For more information about the dataset, use the R command: help(mtcars)

data(mtcars)
glimpse(mtcars)

Rows: 32
Columns: 11
$ mpg  <dbl> 21.0, 21.0, 22.8, 21.4, 18.7, 18.1, 14.3, 24.4, 22.8, 19.2, 17.8,…
$ cyl  <dbl> 6, 6, 4, 6, 8, 6, 8, 4, 4, 6, 6, 8, 8, 8, 8, 8, 8, 4, 4, 4, 4, 8,…
$ disp <dbl> 160.0, 160.0, 108.0, 258.0, 360.0, 225.0, 360.0, 146.7, 140.8, 16…
$ hp   <dbl> 110, 110, 93, 110, 175, 105, 245, 62, 95, 123, 123, 180, 180, 180…
$ drat <dbl> 3.90, 3.90, 3.85, 3.08, 3.15, 2.76, 3.21, 3.69, 3.92, 3.92, 3.92,…
$ wt   <dbl> 2.620, 2.875, 2.320, 3.215, 3.440, 3.460, 3.570, 3.190, 3.150, 3.…
$ qsec <dbl> 16.46, 17.02, 18.61, 19.44, 17.02, 20.22, 15.84, 20.00, 22.90, 18…
$ vs   <dbl> 0, 0, 1, 1, 0, 1, 0, 1, 1, 1, 1, 0, 0, 0, 0, 0, 0, 1, 1, 1, 1, 0,…
$ am   <dbl> 1, 1, 1, 0, 0, 0, 0, 0, 0, 0, 0, 0, 0, 0, 0, 0, 0, 1, 1, 1, 0, 0,…
$ gear <dbl> 4, 4, 4, 3, 3, 3, 3, 4, 4, 4, 4, 3, 3, 3, 3, 3, 3, 4, 4, 4, 3, 3,…
$ carb <dbl> 4, 4, 1, 1, 2, 1, 4, 2, 2, 4, 4, 3, 3, 3, 4, 4, 4, 1, 2, 1, 1, 2,…

12.5.1 Questions:

Using the mtcars data, quickly reason about the variables that we’re interested in studying:

mtcars %>% 
  ggplot() + 
  aes(x=mpg) +
  geom_histogram(bins=10)

mtcars %>% 
  select(mpg, disp, hp, wt, drat) %>% 
  pairs(pch=19)

Using the mtcars data, run a linear regression to find the relationship between miles per gallon (mpg) on the left-hand-side as a function of displacement (disp), gross horsepower (hp), weight (wt), and rear axle ratio (drat) on the right-hand-side. That is, fit a regression of the following form:

\[ \widehat{mpg} = \hat{\beta_{0}} + \hat{\beta}_{1} disp + \hat{\beta}_{2}horse\_power + \hat{\beta}_{3}weight + \hat{\beta}_{4}drive\_ratio \]

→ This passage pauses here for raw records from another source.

PR #12246, opened 2026-06-17
doc(BA-6525): rewrite BEP-1052 for the three-table scoped app config model

jopemachine:
## Summary
- Rewrite BEP-1052 (Scoped App Config Redesign) around three tables: `app_config_definitions`, `app_config_fragments`, and `app_config_allow_list`.
- `app_config_definitions`: an explicitly admin-managed table of registered `config_name`s; no fragment may exist for an unregistered name.
- `app_config_fragments`: the per-scope JSON values keyed by `(scope_type, scope_id, config_name)`, each carrying a `rank`. Reads are the hot path — a single-table merge of the applicable fragments ordered by `rank`, with no join and no permission lookup.
- `app_config_allow_list`: one row per `(config_name, scope_type)` that gates every fragment write (admin and regular mutations alike). It carries no `rank` and is never consulted on read; admins alone manage the allow-list and `app_config_definitions`.
- Scopes are `public` / `domain` / `user`; overridability is decided by whether a `(config_name, user)` allow-list row exists.

Resolves BA-6525.

### DIFF
--- a/proposals/BEP-1052-scoped-app-config-redesign.md
+++ b/proposals/BEP-1052-scoped-app-config-redesign.md
@@ -49,8 +49,10 @@ Three scopes cover the use cases (`public` for the pre-login shell):
 - Where the admin has granted it, users persist their own settings on
   the server (language, recently used sessions, visible/ordered table
   columns, experimental-feature toggles).
-- The same scope may publish several independently-managed documents
-  loaded by different parts of the WebUI.
+- A single `config_name` can hold a different value at each scope: an
+  admin manages the `public` / `domain` value, and the user changes only
+  their own `user`-scope fragment. This one mechanism — per-scope
+  fragments combined by the merge — covers every use case above.
 
 ## Design Principles
 
--- a/proposals/BEP-1052-scoped-app-config-redesign.md
+++ b/proposals/BEP-1052-scoped-app-config-redesign.md
@@ -24,9 +24,11 @@ query with **no joins and no permission lookup**.
 
 **Write authorization is set up ahead of time.** Every document name is
 **explicitly registered** in `app_config_keys`, and `app_config_allow_list`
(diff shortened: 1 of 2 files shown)


proposals/BEP-1052-scoped-app-config-redesign.md
```diff
@@ -12,135 +12,205 @@ Implemented-Version:
...
+- **Explicitly registered names.** Every config name lives in
+  `app_config_definitions`; fragments and allow-list entries reference it by
+  foreign key. No fragment may exist for an unregistered `config_name`.
+- **Reads are join-free and unconditional.** The merge reads
+  `app_config_fragments` alone, ordering the existing fragments by
+  `rank`. No allow-list or policy is consulted at read time — the hot
+  path stays a single indexed scan.
+- **Allow-list = the write gate for every fragment.** `app_config_allow_list`
+  holds **one record per `(config_name, scope_type)`**; a fragment at
+  that scope may be created/updated/purged **only if** the record exists
```
fregataa, line 77: It seems good to allow purge fragments even tho the allow-list does not exist

fregataa (approved):
Is there any section about admin API and user API definition? not a detail spec.

proposals/BEP-1052-scoped-app-config-redesign.md
jopemachine: The allow-list is a record that determines whether a given scope has permission to mutate its app configuration.

If a scope is not allow-listed, it should not be able to delete fragments. Otherwise, a user could arbitrarily remove domain-level configurations that were set by an administrator.

jopemachine:
> Is there any section about admin API and user API definition? not a detail spec.

If I recall correctly, the previous discussion was that API specifications and data models should be kept out of the BEP.

Let's discuss the API specification separately in the PR I'll be requesting a review for shortly.

PR #12254, opened 2026-06-17
ci(BA-6526): add workflow to notify and close stale PRs

fregataa:
## Summary
- Add `actions/stale@v9` workflow that marks PRs stale after 14 days of inactivity and closes them after 14 more days, posting a comment at each step.
- Stale/close thresholds are surfaced as constants in a top-level `env` block; comment text references them automatically.
- Issues are excluded; only PRs are processed. Runs daily via cron and supports manual `workflow_dispatch`.

You can check specs about the stale action here (https://github.com/actions/stale#all-options).

Resolves BA-6526

### DIFF
--- a/.github/workflows/stale-pr.yml
+++ b/.github/workflows/stale-pr.yml
@@ -1,0 +1,38 @@
+name: 'Close Stale PRs'
+
+on:
+  schedule:
+    # Run daily at 00:00 UTC
+    - cron: '0 0 * * *'
+  workflow_dispatch:
+
+permissions:
+  pull-requests: write
+
+env:
+  # Days of inactivity before a PR is marked stale and notified.
+  DAYS_BEFORE_STALE: 7
+  # Days of further inactivity after being marked stale before the PR is closed.
+  DAYS_BEFORE_CLOSE: 7
+
+jobs:
+  stale:
+    runs-on: ubuntu-latest
+    steps:
+      - uses: actions/stale@v9
+        with:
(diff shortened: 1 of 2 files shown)


HyeockJinKim (commented):
Let's test this out in a different repo first, then merge it.

.github/workflows/stale-pr.yml
```diff
@@ -0,0 +1,38 @@
...
+  DAYS_BEFORE_CLOSE: 7
+
+jobs:
+  stale:
+    runs-on: ubuntu-latest
+    steps:
+      - uses: actions/stale@v9
+        with:
+          days-before-stale: ${{ env.DAYS_BEFORE_STALE }}
+          days-before-close: ${{ env.DAYS_BEFORE_CLOSE }}
```
HyeockJinKim, line 28: Is there a difference between "stale" and "close"?

.github/workflows/stale-pr.yml
```diff
@@ -0,0 +1,38 @@
...
+  workflow_dispatch:
+
+permissions:
+  pull-requests: write
+
+env:
+  # Days of inactivity before a PR is marked stale and notified.
+  DAYS_BEFORE_STALE: 7
+  # Days of further inactivity after being marked stale before the PR is closed.
+  DAYS_BEFORE_CLOSE: 7
```
HyeockJinKim: After the "stale" status is applied, I think there should be a grace period before closing the case.

HyeockJinKim (approved):

PR #12273, opened 2026-06-17
fix(BA-6539): guarantee unique app proxy subdomain per worker via row lock

fregataa:
## Summary
- Concurrent circuit creation could allocate duplicate subdomains (or ports) on the same worker, because the dedupe check ran against an in-memory snapshot with no isolation.
- Lock the worker row with `SELECT ... FOR UPDATE` while allocating a circuit, so concurrent allocations on the same worker serialize and the taken-subdomain / acquired-port checks stay consistent.

## Test plan
- [x] CI: `pants check` / `pants test` pass

Resolves BA-6539


src/ai/backend/appproxy/coordinator/models/circuit.py
```diff
@@ -106,7 +107,18 @@ class Circuit(Base, BaseMixin):  # type: ignore[misc]
...
+        # so a subdomain must be unique per worker. The rule is scoped to the
+        # wildcard frontend mode via a partial index.
+        sa.Index(
+            "uq_circuits_worker_subdomain",
+            "worker",
+            "subdomain",
+            unique=True,
+            postgresql_where=sa.text("frontend_mode = 'WILDCARD_DOMAIN'"),
+        ),
+    )
```
HyeockJinKim: I'd like to use an app proxy while minimizing database interactions as much as possible, with the intention of removing it later. Is it possible to do this without a migration, using `WITH FOR UPDATE` or similar?

src/ai/backend/appproxy/coordinator/models/subdomain.py
```diff
@@ -0,0 +1,90 @@
...
+_MAX_RETRIES_FOR_UNIQUE_SUBDOMAIN = 20
+_LETTER_DIGIT_HYPHEN_CHARS = frozenset("abcdefghijklmnopqrstuvwxyz0123456789-")
+_HYPHEN_RUN = re.compile(r"-{2,}")
+# Length reserved for a "-<8 hex>" uniqueness suffix so the suffixed form still
+# fits within the DNS label limit.
+_UNIQUE_SUFFIX_LENGTH = 9
+_FALLBACK_PREFIX = "app"
+
+
+class SubdomainGenerator:
```
HyeockJinKim, line 24: The work tends to be too extensive to be classified as a "fix." Is it possible to keep "fix" tasks simple?

HyeockJinKim (approved):

HyeockJinKim:
It doesn't seem ideal from a maintenance perspective, but since we plan to remove the database-related components from the app proxy, I'll accept this as a necessary compromise.

PR #12276, opened 2026-06-18
fix(BA-6536): normalize app proxy subdomains from deployment names

fregataa:
## Summary
- Deployment names are passed verbatim as app proxy wildcard subdomains; a name with a dot (e.g. `glm-5.2-fp8`) or non-ASCII characters yielded an invalid DNS label.
- Add `SubdomainGenerator` (new `Subdomain` type in `common.types`) that folds a name into a single DNS label — lowercase, replace `.`/invalid chars with `-`, Punycode (`xn--`) for non-ASCII, 63-char cap — and returns a collision-free variant against subdomains already taken on the worker.
- Apply it in `add_circuit` for wildcard-domain mode.

## Test plan
- [x] CI: `pants check` / `pants test`
- [x] `tests/unit/appproxy/coordinator/test_subdomain.py`
- [x] Deploy a model with a dotted/non-ASCII name and confirm the issued endpoint URL is a single valid wildcard label

Resolves BA-6536

### DIFF
--- a/src/ai/backend/appproxy/coordinator/models/subdomain.py
+++ b/src/ai/backend/appproxy/coordinator/models/subdomain.py
@@ -41,11 +41,13 @@ class SubdomainGenerator:
             # candidate is empty when the preferred == "." or ""
             candidate = self._fallback_subdomain()
 
+        candidate = self._trim(candidate)
+
         if candidate in taken:
             final = self._find_unique_subdomain(candidate, taken)
         else:
             final = candidate
-        return self._trim(final)
+        return final
 
     def _find_unique_subdomain(self, base: Subdomain, taken: Container[Subdomain]) -> Subdomain:
         """Find a unique subdomain by appending a suffix to ``base``."""
--- a/src/ai/backend/appproxy/coordinator/models/subdomain.py
+++ b/src/ai/backend/appproxy/coordinator/models/subdomain.py
@@ -36,16 +36,30 @@ class SubdomainGenerator:
             candidate = self._fallback_subdomain()
         else:
             candidate = self._normalize(preferred)
+
         if not candidate:
+            # candidate is empty when the preferred == "." or ""
             candidate = self._fallback_subdomain()
-        if candidate not in taken:
-            return candidate
-        trimmed = candidate[: _DNS_LABEL_MAX_LENGTH - _UNIQUE_SUFFIX_LENGTH].strip("-")
-        prefix = trimmed or _FALLBACK_PREFIX
+
+        if candidate in taken:
+            final = self._find_unique_subdomain(candidate, taken)
+        else:
+            final = candidate
+        return self._trim(final)
+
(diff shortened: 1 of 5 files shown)


src/ai/backend/appproxy/coordinator/models/worker.py
```diff
@@ -436,17 +438,12 @@ async def add_circuit(
     circuit_params: dict[str, Any] = {}
 
     if worker.frontend_mode == FrontendMode.WILDCARD_DOMAIN:
-        acquired_subdomains = [c.subdomain for c in worker.circuits]
-        if _requested_subdomain := preferred_subdomain:
-            subdomain = _requested_subdomain
-        else:
-            sub_id = str(uuid.uuid4()).split("-")[0]
-            subdomain = f"app-{sub_id}"
-
```
HyeockJinKim, line 445: There doesn't seem to be a reason to create a Generator every time.

src/ai/backend/appproxy/coordinator/models/subdomain.py
```diff
@@ -0,0 +1,83 @@
...
+
+    def generate_subdomain(
+        self, preferred: Subdomain | None, taken: Container[Subdomain]
+    ) -> Subdomain:
+        if preferred is None:
+            candidate = self._fallback_subdomain()
+        else:
+            candidate = self._normalize(preferred)
+        if not candidate:
+            candidate = self._fallback_subdomain()
```
HyeockJinKim, line 42: Could the "if not candidate" condition be triggered at the end here?

src/ai/backend/appproxy/coordinator/models/subdomain.py
```diff
@@ -0,0 +1,83 @@
...
+        if candidate not in taken:
+            return candidate
+        trimmed = candidate[: _DNS_LABEL_MAX_LENGTH - _UNIQUE_SUFFIX_LENGTH].strip("-")
+        prefix = trimmed or _FALLBACK_PREFIX
```
HyeockJinKim: Could you make sure the `trim` part runs here, rather than in the `fallback` or `normalize` sections? (It would be great if this were guaranteed to apply universally.)

src/ai/backend/appproxy/coordinator/models/subdomain.py
```diff
@@ -0,0 +1,97 @@
...
+
+        if not candidate:
+            # candidate is empty when the preferred == "." or ""
+            candidate = self._fallback_subdomain()
+
+        if candidate in taken:
+            final = self._find_unique_subdomain(candidate, taken)
+        else:
+            final = candidate
+        return self._trim(final)
```
HyeockJinKim: It seems like we should perform the `trim` operation first. If the results of the `trim` operation overlap, how about removing one character at a time and replacing it with a random value?
As it stands now, it looks like the values will overlap after the `trim` operation.

HyeockJinKim (approved):

PR #12278, opened 2026-06-18
feat(BA-6503): make CSP nonce injection opt-in via the 'nonce' keyword

HyeockJinKim:
## Summary
- CSP nonce is now injected only into directives whose config source list contains the `'nonce'` keyword (replaced in place with `'nonce-<random>'`), instead of always nonce-ing `script-src`/`style-src`.
- A directive that also lists `'unsafe-inline'` keeps that source and drops the nonce (a browser ignores `'unsafe-inline'` once a nonce is present); other unsafe-* keywords (`'unsafe-eval'` etc.) are orthogonal and coexist with the nonce.
- Updated CSP config descriptions/examples (`unified.py`, regenerated `sample.toml`) and the hand-maintained `sample.conf` with the opt-in usage guide.

## Test plan
- [ ] `pants test tests/unit/webserver/test_security_policy.py` (nonce keyword opt-in, no-keyword skip, unsafe-inline drops nonce + warning, unsafe-eval keeps nonce, any-directive keyword)
- [ ] Live: set `script-src = ["'self'", "'nonce'"]`, restart webserver, `curl -I` shows `script-src 'self' 'nonce-...'`
- [ ] Live: set `style-src = ["'self'", "'unsafe-inline'", "'nonce'"]`, header has no nonce + warning logged

> Note: behavior change — deployments relying on the old implicit nonce must now add `'nonce'` to opt in. The feature (25.12.0) is unreleased, so blast radius is minimal.

Resolves BA-6503

### DIFF
--- a/src/ai/backend/web/security.py
+++ b/src/ai/backend/web/security.py
@@ -1,5 +1,6 @@
 from __future__ import annotations
 
+import logging
 import secrets
 from collections.abc import Callable, Iterable, Mapping
 from contextvars import ContextVar
@@ -7,6 +8,10 @@ from typing import Self
 
 from aiohttp import web
 from aiohttp.typedefs import Handler
+
+from ai.backend.logging import BraceStyleAdapter
+
+log = BraceStyleAdapter(logging.getLogger(__spec__.name))
 
 type RequestPolicy = Callable[[web.Request], None]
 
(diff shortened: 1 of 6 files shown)


seedspirit (approved):

src/ai/backend/web/security.py
```diff
@@ -135,6 +153,21 @@ def policy(response: web.StreamResponse) -> web.StreamResponse:
     return policy
 
 
+def _resolve_csp_sources(directive: str, sources: list[str], nonce: str) -> list[str]:
+    if not any(_is_nonce_keyword(source) for source in sources):
+        return sources
```
fregataa, line 158: how about declaring a new var here
`has_nonce_keyword = any(_is_nonce_keyword(source) for source in sources)`

fregataa (approved):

For each of the following CLM assumptions, assess whether the assumption holds. Where possible, demonstrate multiple ways of assessing an assumption. When an assumption appears violated, state what steps you would take in response.
- I.I.D. data
- Linear conditional expectation
- No perfect collinearity
- Homoskedastic errors
- Normally distributed errors

# goal:
# consequence if violated:

# goal:
# consequence if violated:

# goal:
# consequence if violated:

# goal:
# consequence if violated:

# goal:
# consequence if violated:

In addition to the above, assess to what extent (imperfect) collinearity is affecting your inference.
Interpret the coefficient on horsepower.
Perform a hypothesis test to assess whether rear axle ratio has an effect on mpg. What assumptions need to be true for this hypothesis test to be informative? Are they?
Choose variable transformations (if any) for each variable, and try to better meet the assumptions of the CLM (which also maintaining the readability of your model).
(As time allows) report the results of both models in a nicely formatted regression table.